As mentioned, I think the most serious accusations are as follows:

[ul]
[li]That she raised millions of dollars worldwide from donors who she knew believed the money would be spent on generally alleviating suffering, but in fact simply never spent the vast majority of it despite ample opportunity to do so.[/li]
[li]That she accepted funds which were ear-marked for specific purposes (e.g. “the famine in Ethiopia”) but simply banked them without spending them as the donor had intended.[/li]
[li]That she ran (a) hospice(s) which failed to provide sterile needles despite ample funds being available to ensure this basic minimum of good medical practice.[/li]
[li]That she ran (a) hospice(s) in which people with curable diseases were not treated but instead allowed to die unnecessarily.[/li]
[li]That she deliberately withheld painkillers she could easily afford with the intention of prolonging patient’s pain without the informed consent of the patient or even against their will.[/li][/ul]
I believe it’s fair to say that these are serious allegations. If true, the answers to your questions above would be:

  1. The people she was supposed to be caring for.
  2. The people she was supposed to be caring for, the people who gave her millions to care for them and the people who would otherwise have been helped had those millions been given to an effective charity.
  3. The untold pain and suffering of sick and dying over decades.

Bit of a cock-tease, as well.

The issue with this list of problems is that the evidence for them is more absence of proof of the alternative. In other words, we know there were sufficient funds because the Order didn’t file financial reports showing that there were NOT sufficient funds. Therefore, there WERE sufficient funds.
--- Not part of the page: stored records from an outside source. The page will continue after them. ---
PR #336, opened 2025-03-06
Use the new pagopa-dx GitHub organization to host dx tf modules

christian-calabrese:
Resolves #CES-804

### DIFF
--- a/infra/scripts/add-module.sh
+++ b/infra/scripts/add-module.sh
@@ -8,12 +8,12 @@ NC="\033[0m" # No color
 
 # Function to display usage instructions
 usage() {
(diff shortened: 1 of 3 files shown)


Krusty93 (approved):

infra/scripts/add-module.sh
```diff
@@ -40,8 +39,7 @@ if [ -z "$DESCRIPTION" ]; then
   usage
 fi
 
-DX_PREFIX="dx"
-SUBREPO_NAME="terraform-$PROVIDER-${DX_PREFIX}-${MODULE_NAME}"
+SUBREPO_NAME="terraform-$PROVIDER-${MODULE_NAME}"
```
kin0992, line 42: **question**: why a variable is wrapped inside the `{}`, while another one is not?

Could be possible to use the same syntax?

mamu0 (approved):

gunzip (approved):

PR #345, opened 2025-03-11
Create azurerm_api_management_diagnostic resource

kin0992:
This enables AI to collect APIM logs

### DIFF
--- a/infra/modules/azure_api_management/monitor.tf
+++ b/infra/modules/azure_api_management/monitor.tf
@@ -14,6 +14,22 @@ resource "azurerm_api_management_logger" "this" {
   }
 }
 
+resource "azurerm_api_management_diagnostic" "this" {
+  count = var.application_insights.enabled ? 1 : 0
+
+  identifier               = "applicationinsights"
+  api_management_name      = azurerm_api_management.this.name
+  resource_group_name      = azurerm_api_management.this.resource_group_name
+  api_management_logger_id = azurerm_api_management_logger.this.id
+
+  always_log_errors         = true
+  http_correlation_protocol = "W3C"
+  sampling_percentage       = "100.0"
+  verbosity                 = "information"
+
+  depends_on = [azurerm_api_management_logger.this]
+}
+
 resource "azurerm_monitor_metric_alert" "this" {
   for_each = var.tier != "s" ? var.metric_alerts : {}
 
--- a/infra/modules/azure_api_management/README.md
+++ b/infra/modules/azure_api_management/README.md
@@ -56,6 +56,7 @@ module "apim" {
 |------|------|
 | [azurerm_api_management.this](https://registry.terraform.io/providers/hashicorp/azurerm/latest/docs/resources/api_management) | resource |
 | [azurerm_api_management_certificate.this](https://registry.terraform.io/providers/hashicorp/azurerm/latest/docs/resources/api_management_certificate) | resource |
+| [azurerm_api_management_diagnostic.this](https://registry.terraform.io/providers/hashicorp/azurerm/latest/docs/resources/api_management_diagnostic) | resource |
 | [azurerm_api_management_logger.this](https://registry.terraform.io/providers/hashicorp/azurerm/latest/docs/resources/api_management_logger) | resource |
 | [azurerm_api_management_policy.this](https://registry.terraform.io/providers/hashicorp/azurerm/latest/docs/resources/api_management_policy) | resource |
 | [azurerm_management_lock.this](https://registry.terraform.io/providers/hashicorp/azurerm/latest/docs/resources/management_lock) | resource |


infra/modules/azure_api_management/monitor.tf
```diff
@@ -14,6 +14,20 @@ resource "azurerm_api_management_logger" "this" {
   }
 }
 
+resource "azurerm_api_management_diagnostic" "this" {
+  count = var.application_insights.enabled ? 1 : 0
+
+  identifier               = "applicationinsights"
```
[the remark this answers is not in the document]
kin0992: https://github.com/hashicorp/terraform-provider-azurerm/issues/29050

infra/modules/azure_api_management/monitor.tf
```diff
@@ -14,6 +14,20 @@ resource "azurerm_api_management_logger" "this" {
...
+  api_management_name      = azurerm_api_management.this.name
+  resource_group_name      = azurerm_api_management.this.resource_group_name
+  api_management_logger_id = azurerm_api_management_logger.this[0].id
+
+  always_log_errors         = true
+  http_correlation_protocol = "W3C"
+  verbosity                 = "information"
+  sampling_percentage       = var.application_insights.sampling_percentage
+}
```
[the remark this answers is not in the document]
kin0992: I'd start with a minimal configuration and then, if we receive feedback related to the customization of the requests and responses, we could improve the module later.
What do you think? @pagopa/engineering-team-devex

infra/modules/azure_api_management/variables.tf
```diff
@@ -191,21 +191,28 @@ variable "lock_enable" {
 
 variable "application_insights" {
   type = object({
-    enabled           = bool
-    connection_string = string
-    id                = optional(string, null)
+    enabled             = bool
+    connection_string   = string
+    id                  = optional(string, null)
+    sampling_percentage = optional(number, 100)
```
gunzip, line 197: **suggestion**: make this mandatory and avoid to default in order to avoid 100% sampling by default.

gunzip (changes requested):

infra/modules/azure_api_management/monitor.tf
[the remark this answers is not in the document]
gunzip: what's the difference between `azuremonitor` and `applicationinsights`?

infra/modules/azure_api_management/monitor.tf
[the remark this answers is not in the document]
gunzip: **question**: does this have performance impact? what happens if I enable application insights without the `azurerm_api_management_diagnostic` resource?

infra/modules/azure_api_management/monitor.tf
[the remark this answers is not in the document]
kin0992: @gunzip honestly, I don't know. I couldn't fine a lot on the documentation and the only test I did with `azuremonitor`, using `${module.apim.id}/loggers/azuremonitor` as `api_management_logger_id` didn't work.

My goal was to compare the data ingested to AI with both configuration, but at the moment the only one that works is the one with `applicationinsights`

infra/modules/azure_api_management/monitor.tf
```diff
@@ -14,6 +14,69 @@ resource "azurerm_api_management_logger" "this" {
...
+
+  always_log_errors         = true
+  http_correlation_protocol = "W3C"
+
+  verbosity           = var.application_insights.verbosity
+  sampling_percentage = var.application_insights.sampling_percentage
+}
+
+// Collect diagnostic logs and metrics to a Log Analytics workspace
+resource "azurerm_monitor_diagnostic_setting" "apim" {
```
kin0992, line 33: **question**: how do we handle existing resources that are not in the terraform state?

here are some details:
- in order to send tracing information to AI, we need the `azurerm_api_management_diagnostic` with `applicationinsights` identifier
- in order to send metrics and logs to azure monitor (in the `AzureDiagnostic` and `AzureMetrics` tables), we need to create both the `azurerm_monitor_diagnostic_setting` and `azurerm_api_management_diagnostic` resources
- now, here is the issue I faced (and keep in mind to test this I created and deleted these resources many times): during the apply terraform fails with this error 
```
Error: A resource with the ID "<subscriptionId>/resourceGroups/dx-d-itn-test-rg-01/providers/Microsoft.ApiManagement/service/dx-d-itn-playground-pg-apim-01/diagnostics/azuremonitor" already exists - to be managed via Terraform this resource needs to be imported into the State. Please see the resource documentation for "azurerm_api_management_diagnostic" for more information.
```
I cannot find that resources anywhere in the Azure Portal. Do you have some hints @pagopa/engineering-team-devex?

infra/modules/azure_api_management/monitor.tf
```diff
@@ -14,6 +14,69 @@ resource "azurerm_api_management_logger" "this" {
...
+      category_group = length(var.monitoring.logs.groups) > 0 ? enabled_log.value : null
+      category       = length(var.monitoring.logs.categories) > 0 ? enabled_log.value : null
+    }
+  }
+
+  # Add metrics if enabled
+  metric {
+    category = "AllMetrics"
+    enabled  = var.monitoring.metrics.enabled
+  }
```
kin0992, line 58: **note**: this is not in a `dynamic` block, because the APIM only has the `AllMetrics` category

infra/modules/azure_api_management/monitor.tf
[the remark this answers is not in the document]
kin0992: BTW, I'm going to move the `azurerm_api_management_diagnostic.applicationinsights` resource in a separate PR, so we can have a complete tracing of the requests within AI.

I'd keep this PR for the monitoring stuff, such as metrics and diagnostics that are persisted in dedicated tables.

infra/modules/azure_api_management/monitor.tf
gunzip: is this still relevant?

kin0992: yes, it is! yesterday I received the following updated from Microsoft Support:
- when a resource `azurerm_monitor_diagnostic_setting` is created, Azure will create an `azuremonitor` logger, the one that has the id ending with `/loggers/azuremonitor`
- the problem is that Azure can take a while to create it, so in the module we cannot reference its id, because it may not be present at the time terraform makes the apply

I am going to ask Microsoft if it is possible to create that logger using a Terraform resource, of we do not have control on it.

kin0992: It looks like that Azure will create the resources required to accomplish our goal after the creation of the `azurerm_monitor_diagnostic_setting` resource.

So, once the monitoring is enabled, eventually we will see the logs in the Log Analytics Workspace.

infra/modules/azure_api_management/variables.tf
```diff
@@ -225,16 +223,89 @@ variable "application_insights" {
...
+      !var.monitoring.logs.enabled ||
+      (length(var.monitoring.logs.groups) == 0) != (length(var.monitoring.logs.categories) == 0)
+    )
+    error_message = "If logs are enabled, exactly one of 'logs.groups' or 'logs.categories' must be provided, but not both."
+  }
+
+  # Validate logs.groups values
+  validation {
+    condition = var.monitoring.logs.enabled == false || alltrue([
+      for group in var.monitoring.logs.groups : contains(data.azurerm_monitor_diagnostic_categories.apim.log_category_groups, group)
```
mamu0, line 295: This `validation` could cause issues for a new APIM instance with monitoring enabled, because the `data` wouldn’t exist yet during the `plan` phase

kin0992: Thanks for the catch, you are right! 🙏 

I've updated the validation.

.changeset/fair-goats-end.md
```diff
@@ -0,0 +1,5 @@
+---
+"azure_api_management": patch
+---
+
+Create APIM diagnostic resource, when AI is enabled, so the requests on the APIM are sent to Application Insights
```
kin0992, line 5:
```suggestion
Create APIM diagnostic setting resource, to forward logs to Log Analytics workspace
```

infra/modules/azure_api_management/variables.tf
```diff
@@ -225,16 +223,75 @@ variable "application_insights" {
...
   validation {
     condition     = var.application_insights.sampling_percentage >= 0 && var.application_insights.sampling_percentage <= 100
-    error_message = "Invalid `sampling_percentage` value provided. Valid values are between 0 and 100"
+    error_message = "Invalid 'sampling_percentage' value provided. Valid values are between 0 and 100"
   }
 
   validation {
     condition     = contains(["verbose", "information", "error"], var.application_insights.verbosity)
-    error_message = "Invalid `verbosity` value provided. Valid values are 'verbose', 'information', 'error'"
+    error_message = "Invalid 'verbosity' value provided. Valid values are 'verbose', 'information', 'error'"
```
Krusty93, line 231: We usually adopt double quotes with escape `\"`

kin0992: I updated them to follow the convention

mamu0 (approved):
Nice Job! 🚀

PR #351, opened 2025-03-13
Fix live terraform plan output in pipeline execution

BurnedMarshal:


BurnedMarshal:
It looks like this is not a solution. The pipeline still does not print a live output from the plan.

gunzip:
Does it works for you? I've tried this solution without success.

gunzip:
I've tried all solutions shared here without success: https://stackoverflow.com/questions/11337041/force-line-buffering-of-stdout-in-a-pipeline

The last one I haven't tried yet is using `script`

https://stackoverflow.com/a/11349234

BurnedMarshal:
> Does it works for you? I've tried this solution without success.

I've tried locally and it works, but in the pipeline it doesn't 😭 (It works on my machine scenario)
Executing locally without the `--line-buffered` option the output stacks until the terraform command complete.
Tested in [this](https://github.com/pagopa/io-infra/pull/1442) PR nothing changes

PR #357, opened 2025-03-14
Enable GitHub autolink reference

kin0992:
GitHub will automatically add a link to the Jira task id

Resolves CES-849


infra/repository/github_repository.tf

And just in case we are moved to grant any benefit of doubt in another direction, we are reminded of her questionable political contacts and her doctrinaire positions on abortion, divorce, and birth control, because those show us what she’s REALLY like.

What?

I think one of the issues that makes this a difficult debate is that Mother Teresa is held in high regard - venerated, in fact - by millions. She has long been held up as an example of selflessness, humility and virtue. If this reputation is unearned, or even a flat out lie, then the many people who see her as saintly will be, to put it mildly, disappointed. It’s only natural for them to find these allegations upsetting.

Given that, jokes about cockteasing and worse, the childishly provocative “horrible disgusting Albanian dwarf” rhetoric don’t really serve the cause of people trying to make the case that Mother Teresa deserves neither people’s worship nor their money. Serious allegations deserve to be treated seriously by both sides.